Will we soon be able to view iOS (Apple) apps on Android devices?

June 4th, 2014 by Hubert Yap

And another question… will Windows mobile devices soon be capable of running Android apps?

According to report by ABIresearch, Android and AOSP (Android Open Source Project, used by Amazon and Nokia) dominates the mobile market share by 44% and 13% respectively. iOS has around 10% and Windows at 3%, while the other 30% belongs to basic mobile phones that is, phones predominantly used just to make phone calls.

ABI Research Q1 2014 report

If you belong to the 57% Android and AOSP user group, you have probably found yourself wondering whether a certain iOS app will soon be available to Android. Six PhD students from Columbia University decided to do something about this issue, and have created a software solution called ‘Cider’.

Cider allows your Android device to run both iOS and Android apps natively. It is still a prototype and doesn’t yet support device features such as camera or Bluetooth. Therefore if your iOS app specifically required those features, Cider will not be able to run it in your Android device at the moment. The six PhD students: Jeremy Andrus, Alexander Van’t Hof, Naser AlDuaij, Christoffer Dall, Nicolas Viennot, and Jason Nieh, are continuing their R&D efforts and I look forward to Cider being made publicly available, and providing a lot more features, hopefully in the near future!

From an app development point of view, Cider has the potential to reduce app development cost. By allowing Android devices to run iOS apps natively, app developers may no longer need to build separate applications for iOS and Android.

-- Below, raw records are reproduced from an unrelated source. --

PR #1271, opened 2023-05-04
feat!: adds interface for oneOf objects for Java

kennethaasan:
**Description**

- ...
- ...
- ...

**Related issue(s)**

### DIFF
--- a/test/generators/java/__snapshots__/JavaGenerator.spec.ts.snap
+++ b/test/generators/java/__snapshots__/JavaGenerator.spec.ts.snap
@@ -1,9 +1,19 @@
 // Jest Snapshot v1, https://goo.gl/fbAQLP
 
-exports[`JavaGenerator CloudEvent handle allOf with const in CloudEvent type 1`] = `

It is already possible to reduce app development cost by utilizing a component called “web view” that exists in iOS, Android, and the Windows platform to run virtually the same web application across multiple platforms (see the most recently released Contact Point Client Area app). However, using the web view method means that your app is running a website within it, and therefore if you don’t have internet connectivity, your app will not function, nor will it have native components (buttons, sliders) that you usually see in each platform. Using the web view method also reduces the app performance.

Once Cider is able to perfectly run iOS apps natively on Android devices, Android users will have the option to choose between 1,157,769* apps in iOS App Store in addition to 1,469,630* apps available in Google Playstore. With rumours that Microsoft are considering bringing Android apps to the Windows platform, one day the mobile app development world might be heading towards a future where a single app will be able to run natively on the 3 different platforms.